When BCIT student Sheldon Irving attempted to buy a snack after class earlier this month, he was surprised that his credit card was declined.

The reason, Irving said, was because he'd been charged twice for three Royal Bank of Canada Visa cheques that he had written for various bills. Now he was over his credit card limit.

Visa cheques look like ordinary cheques, but they are treated as cash advances on a credit card. They are applied to the account holder's monthly credit card bill, and interest is charged as soon as they are cashed. 

Bank disbelieving, says student

In the span of two weeks, Irving, 37, of Surrey, said he was charged an extra $607 for cheques that he had written for his rent, a BC Hydro bill, and a line of credit.

When he first called the bank, a woman who answered the phone didn't believe him. 

"The lady was trying to accuse me of writing the cheques twice," said Irving. 

"They assured me that there's a system that prevents duplicate cheques from coming off the system, but on my statement I can clearly see that the cheque number is coming up twice for each cheque," he said. 

RBC has since said that a technical processing issue causing duplicate charges may have affected a "small group of clients who use credit card cheques."

Those who were overcharged will be reimbursed, the bank said. 

But Irving said he has still not been reimbursed for all the duplicate charges applied to his account. 

Irving said RBC told him he would have to dispute the charges and it would take about five business days to determine what was happening.
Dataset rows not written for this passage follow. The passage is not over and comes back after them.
PR #75957, opened 2026-03-09
Adding new "nomount" flavor to virt-density

jeniferh:
Adding a new step to test virt-density w/out extra "mounts" like cloudInit. Currently replacing the existing virt-density chain because of blocking bug https://issues.redhat.com/browse/CNV-68835 , will start w/ 4.22 metal runs and may expand to 4.21 metal later. 

Also bumping to CNV 4.22 now that the operator builds are stable.

### DIFF
--- a/ci-operator/step-registry/openshift-qe/virt-density-nomount/observer/openshift-qe-virt-density-nomount-observer-observer.yaml
+++ b/ci-operator/step-registry/openshift-qe/virt-density-nomount/observer/openshift-qe-virt-density-nomount-observer-observer.yaml
@@ -4,10 +4,6 @@ observer:
   from: perfscale-observer
   # Literal image stream tag that will be used to run the observer
   env:
-  - name: EXTRA_FLAGS
-    default: ""
-    documentation: |-
-      Add args for e2e-benchmarking kube-burner-ocp cmd.
   - name: E2E_VERSION
     default: "default"
     documentation: |-
--- a/ci-operator/step-registry/openshift-qe/orion/virt-density-nomount/openshift-qe-orion-virt-density-nomount-ref.metadata.json
+++ b/ci-operator/step-registry/openshift-qe/orion/virt-density-nomount/openshift-qe-orion-virt-density-nomount-ref.metadata.json
@@ -1,5 +1,5 @@
 {
-	"path": "openshift-qe/orion/virt-density/openshift-qe-orion-virt-density-nomount-ref.yaml",
+	"path": "openshift-qe/orion/virt-density-nomount/openshift-qe-orion-virt-density-nomount-ref.yaml",
 	"owners": {
 		"approvers": [
 			"perfscale-ocp-approvers"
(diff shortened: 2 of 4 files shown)


ci-operator/step-registry/openshift-qe/virt-density-nomount/observer/openshift-qe-virt-density-nomount-observer-observer.yaml
capolrik, line 31: this var is duplicated L.7

ci-operator/config/openshift-eng/ocp-qe-perfscale-ci/openshift-eng-ocp-qe-perfscale-ci-main__metal-4.22-nightly-x86.yaml
```diff
@@ -50,8 +50,8 @@ tests:
     - ref: openshift-qe-orion-data-path
     - ref: openshift-qe-virt-udn-density
     - ref: openshift-qe-orion-virt-udn-density
-    - ref: openshift-qe-virt-density
-    - ref: openshift-qe-orion-virt-density
+    - ref: openshift-qe-virt-density-nomount
```
josecastillolema, line 53: Instead of creating a whole new step wouldn't it be more convenient just to add a `MOUNT` var to the existing one? Wdyt?

jeniferh: This would be a much simpler change, but @jtaleric was suggesting a separate step for orion tracking, unless I misunderstood and there is another way to "mark" this in orion other than a whole new step?

josecastillolema: I see, perhaps he wanted to make sure that the results are kept "separate" from an Orion point of view to avoid misleading perf improvs&regressions. Is that it @jtaleric ?

ci-operator/step-registry/openshift-qe/virt-density-nomount/observer/openshift-qe-virt-density-nomount-observer-observer.yaml
jeniferh: good catch, will need to fix in virt-density as well

ci-operator/config/openshift-eng/ocp-qe-perfscale-ci/openshift-eng-ocp-qe-perfscale-ci-main__metal-4.22-nightly-x86.yaml
jtaleric: I would prefer we call out the steps explicitly so it is obvious to the jedi this was `openshift-qe-virt-density-nomount` that had a regression or not... if we simply go by the job name, we will need to dig into each var setup and see, oh this was `openshift-qe-virt-density` but with `mount=true` for example.  

There are other examples here (UDN chain comes to mind). it is messy tbh... we have L2 and L3 UDNs in one step that is controlled by a env var... While it reduces copy-paste... it adds to complexity IMHO.

josecastillolema: Ack, let's follow this approach then, thanks!

PR #75962, opened 2026-03-10
always extract installer from cluster payload in bastion install cases

jianlinliu:
By default, `ipi-install-install-in-bastion` was using installer from upi-installer image to run the install, but in some cases, when the job is triggered by gangway API, the installer might be mismatched with the cluster payload. So enhance it as always extract installer from cluster payload in bastion install cases


jianlinliu:
cc @gpei @jinyunma @jianli-wei to review.

PR #75975, opened 2026-03-10
RRP: update creds for ci

typeid:


ci-operator/config/openshift-online/rosa-regional-platform/openshift-online-rosa-regional-platform-main.yaml
```diff
@@ -58,8 +58,23 @@ tests:
...
+      resources:
+        requests:
+          cpu: 100m
+          memory: 200Mi
+- as: nightly-integration
+  cron: 0 7 * * *
+  steps:
+    test:
+    - as: e2e
+      commands: ./ci/e2e-tests.sh
```
typeid, line 73: TBD: We'll want to pass the api gw url and use the right creds for int here.

PR #76077, opened 2026-03-11
telco: cnf-features-deploy: test tools image on PR ref

shajmakh:
ci-operator by design uses base image `build_root` for all the test lanes where relevant. However that root image is built from master's head not the PR's branch.
The problem is that the changes of the tools image will not be applied to the testing env even when it is part of the PR.

The best option we can do to at least minimize the impact of build-root limitation is building the image as part of `images` stanza and control the base (fedora) in prow rather than in the kni repo.


shajmakh:
/pj-rehearse pull-ci-openshift-kni-cnf-features-deploy-master-images

PR #77408, opened 2026-04-06
in nvidia-ci use promoted base image instead of rebuilding in variant configs

TomerNewman:
/cc @empovit


TomerNewman:
closing because it seems the problem is gone

PR #77416, opened 2026-04-06
hypershift: fix e2e failure analyzer to poll GCS for sidecar artifacts

enxebre:
## Summary
- Fix the analyze-e2e-failure post-step which was silently skipping analysis on all test failures
- Root cause: `grep -oP` (PCRE) not portable, and hardcoded step name fallback list was incomplete (missing `hypershift-aws-run-e2e-nested`)
- The test step's sidecar uploads artifacts to GCS asynchronously — artifacts may not be in GCS yet when this post-step starts
- Now polls known test step `finished.json` files in GCS every 15s (up to 5 min) until they appear, then passes the Prow job URL to Claude for full artifact-based analysis
- On passing jobs, exits immediately when `passed: true` is found
- Removed test name extraction logic — Claude discovers failures itself from the Prow job URL

## Test plan
- [ ] Trigger a presubmit e2e-aws job on openshift/hypershift with a known test failure and verify the analyzer detects it and produces a report
- [ ] Trigger a passing e2e-aws job and verify the analyzer exits quickly without running Claude

### DIFF
--- a/ci-operator/step-registry/hypershift/analyze-e2e-failure/hypershift-analyze-e2e-failure-commands.sh
+++ b/ci-operator/step-registry/hypershift/analyze-e2e-failure/hypershift-analyze-e2e-failure-commands.sh
@@ -4,7 +4,7 @@ set -euo pipefail
 echo "=== HyperShift E2E Failure Analyzer ==="
 
 # ---------------------------------------------------------------------------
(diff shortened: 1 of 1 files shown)


bryan-cox (approved):
/lgtm

PR #77419, opened 2026-04-06
NO-JIRA: [cert-manager-operator] Add CI config for cert-manager-operator-1.19

chiragkyal:
Add CI config for cert-manager-operator-1.19

/cc @bharath-b-rh


chiragkyal:
Already covered through another PR. 

/close

PR #77426, opened 2026-04-06
SREP-4345: Add VPC cleanup step to rosa-e2e deprovision

dustman9000:
## Summary

- Add `rosa-e2e-cleanup-vpc` step that cleans up leftover AWS resources (VPC endpoints, load balancers, ENIs, security groups) before CloudFormation stack deletion
- Break out the deprovision chain in the rosa-e2e workflow to insert the cleanup step before `aws-deprovision-stacks`
- Fixes the VPC CloudFormation DELETE_FAILED issue caused by AVO cleanup race condition during cluster deprovisioning

The rosa-e2e nightly job passes all tests but consistently fails in the post (cleanup) phase because the VPC stack can't be deleted while AVO-managed VPC endpoints still hold references to subnets.

Jira: https://redhat.atlassian.net/browse/SREP-4345

### DIFF
--- a/ci-operator/step-registry/rosa/e2e/cleanup-vpc/rosa-e2e-cleanup-vpc-ref.yaml
+++ b/ci-operator/step-registry/rosa/e2e/cleanup-vpc/rosa-e2e-cleanup-vpc-ref.yaml
@@ -1,0 +1,14 @@
+ref:
+  as: rosa-e2e-cleanup-vpc
+  from: rosa-aws-cli
+  grace_period: 5m
+  commands: rosa-e2e-cleanup-vpc-commands.sh
+  resources:
+    requests:
+      cpu: 100m
+      memory: 300Mi
+  documentation: |-
+    Cleans up leftover AWS resources (ENIs, security groups, load balancers)
+    in the VPC before CloudFormation stack deletion. Works around the AVO
+    cleanup race condition where VPC endpoints hold references that prevent
+    stack deletion.
--- a/ci-operator/step-registry/rosa/e2e/cleanup-vpc/OWNERS
+++ b/ci-operator/step-registry/rosa/e2e/cleanup-vpc/OWNERS
@@ -1,0 +1,10 @@
+approvers:
+- tiwillia
+- dustman9000
+- bmeng
+- ravitri
+reviewers:
+- tiwillia
+- dustman9000
+- bmeng
+- ravitri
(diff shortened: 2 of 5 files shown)


ci-operator/step-registry/rosa/e2e/cleanup-vpc/rosa-e2e-cleanup-vpc-ref.yaml
```diff
@@ -0,0 +1,14 @@
...
+  from: rosa-aws-cli
+  grace_period: 5m
+  commands: rosa-e2e-cleanup-vpc-commands.sh
+  resources:
+    requests:
+      cpu: 100m
+      memory: 300Mi
+  documentation: |-
+    Cleans up leftover AWS resources (ENIs, security groups, load balancers)
+    in the VPC before CloudFormation stack deletion. Works around the AVO
```
joshbranham, line 12: Is there a way to force AVO to reconcile "faster" or shorten retries so we can rely on it to clean up properly?

dustman9000: Good question. There are actually two separate issues causing orphaned VPC resources during deprovisioning:

1. **HyperShift CPO** (ROSA HCP): The control-plane-operator creates VPC endpoint services and PrivateLink connections in the customer AWS account. During deprovision, the hosted control plane namespace gets deleted but the VPCE in osd-privatelink isn't cleaned up. VPCE holds VPC Endpoint Service -> NLB -> ENIs -> VPC subnets -> CFN stack can't delete.

2. **AVO race condition** (SCs/MCs): AVO has a 30s terminationGracePeriodSeconds. If AWS doesn't finish deleting VPC endpoint resources in time, Hive/SyncSet removal proceeds and effectively uninstalls AVO before it can finish. Orphaned VPC endpoints remain.

Neither can be fixed from the step registry -- the HyperShift fix needs to happen in CPO's cleanup logic, and the AVO fix needs better coordination between OSDFM, Hive, and AVO during teardown. Both are being discussed in #forum-rosa-eng.

This cleanup step is a pragmatic workaround so the nightly job reports clean results while the upstream fixes are worked on. It's also defensive -- even after the fixes land, leftover resources from edge cases won't block deprovision.

Tracking: SREP-4357 (HyperShift/CPO), SREP-4358 (AVO/Hive)

PR #77434, opened 2026-04-06
platform-externa/aws/opct: add "None" workflow to cover VCSP

mtulio:
Introducing the job validate OCP install with configuration Platform Type `External` without CCM on AWS provider, running VCSP conformance workflow deployed by OPCT


mtulio:
Closing as obsolete. OPCT workflows will validate only paltform external jobs which is declared as supported.

PR #77464, opened 2026-04-07
NO-JIRA: Skip DRA ResourceSlice Controller creates slices test

AnushaIH11:
Skipping DRA testcase:

[sig-node] [DRA] ResourceSlice Controller creates slices

Observed failures in Libvirt job

This change adds the test to excluded_tests for affected jobs.

This is a temporary skip and will be re-enabled once the issue is resolved.


ci-operator/step-registry/openshift/e2e/libvirt/conf/openshift-e2e-libvirt-conf-commands.sh
KeerthanaAP, line 279: @AnushaIH11  Could you add a comment here, stating that "Skipping the DRA test case due to its current failure in libvirt CI. It will be re-enabled once the issue is resolved."

AnushaIH11: Sure, I’ll add the comment and update the PR.

PR #77498, opened 2026-04-07
vsphere VCM: use shared ipi-ci-clusters pool for UPI jobs

jcpowermac:
Align UPI with IPI on vsphere-elastic: failureDomains and govc env now target the pre-provisioned ipi-ci-clusters resource pool. Emit vsphere_install_resource_pool_name in variables.ps1 for PowerCLI.

Remove unused IPI flag now that UPI/IPI pool paths match.

Made-with: Cursor


jcpowermac:
related: https://github.com/openshift/installer/pull/10473

PR #77517, opened 2026-04-08
remove 4.23 periodic tests

jianli-wei:
- remove 4.23 tests under openshift-tests-private and verification-tests, as they are scheduled the same time as 4.22 ones, which are likely causing conflicts on acquiring quota slices
- we'll batch adding 4.22 tests to 4.23 later


jianlinliu:
@jianli-wei let us remove the whole 4.23 ci yaml files, per the OCP roadmap, 5.0 will be the next release, 4.23 will be released after 5.0, we can add 4.23 later when we are close to 5.0 GA.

"I'll have to wait five days, or five business days for them to fix something simple, that just seems crazy to me," said Irving. 

Bank finds technical issue

The bank said it regrets the inconvenience to Irving, and it has issued a credit to his account for the duplicate transactions while it looks into the matter.

RBC spokesperson A.J. Goodman says any client who was overcharged will be reimbursed.

"The issue has been identified and we are working to resolve it.  All incorrect transactions will be reversed and any charges incurred as a result of the error will be remediated," said Goodman.

Irving said he has now received credits for two of the duplicate charges, but not the third. In the meantime, he had to get an emergency loan from BCIT.

"You're at their mercy," said Irving. "All it takes is one screw up and suddenly your life's affected."

The bank did refund a $29 fee it charged Irving for going over his credit limit.

He said this experience has taught him not to rely on his credit card and Visa cheques.